I should have expanded somewhat on the subject. I meant instead of, perhaps letting the tank have thicker armour in place of the space saved (with less crew and a smaller gun) or perhaps have a faster moving vehicle.

It always made me wonder when I read through all the WWII RAF books my grandfather left to me, but then he wasn’t into the ground war much, so I didn’t read anything about tanks :slight_smile:

Thanks for the answers all.

No, you were pretty much on the right lines - some “tank destroyers” did indeed sacrifice some armour, maybe being open-topped and in some cases having no rear armour, mostly in the interests of making it easier to have a higher rate of fire. There were some German AFVs about the place in 1940 that had a rapid-firing 3.7cm gun and minimal armour - about halftrack standard, proof against small arms but not much else. Used correctly, they could worry the heavier French tanks. But as stated, most of the value of the aircraft AT weapons was that they could be fired against the more vulnerable roof armour, and didn’t have to engage the thickest (and possibly sloped) armour at the front of the tank.
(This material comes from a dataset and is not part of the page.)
PR #6081, opened 2026-04-16
feat(database_observability): Always extract traceparent in MySQL query_samples collector

fridgepoet:

The MySQL query_samples collector is changed to extract and log the traceparent from SQL_TEXT.

### Pull Request Details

I couple of years ago I read a detailed article by somebody who had done research on aircraft effectiveness against tanks during WWII, and according to the statistics, aircrafts were in fact not very effective against tanks, when calculating the number of antitank aircrafts, attacks on tanks by antitank aircrafts and knocked-out tanks by aircrafts. The figures were in fact surprisingly poor, which could explain the lack of interest of implementing aircraft carried antitank weapons on vehicles. But since I can’t remember the source, you might as well dismiss these two cents.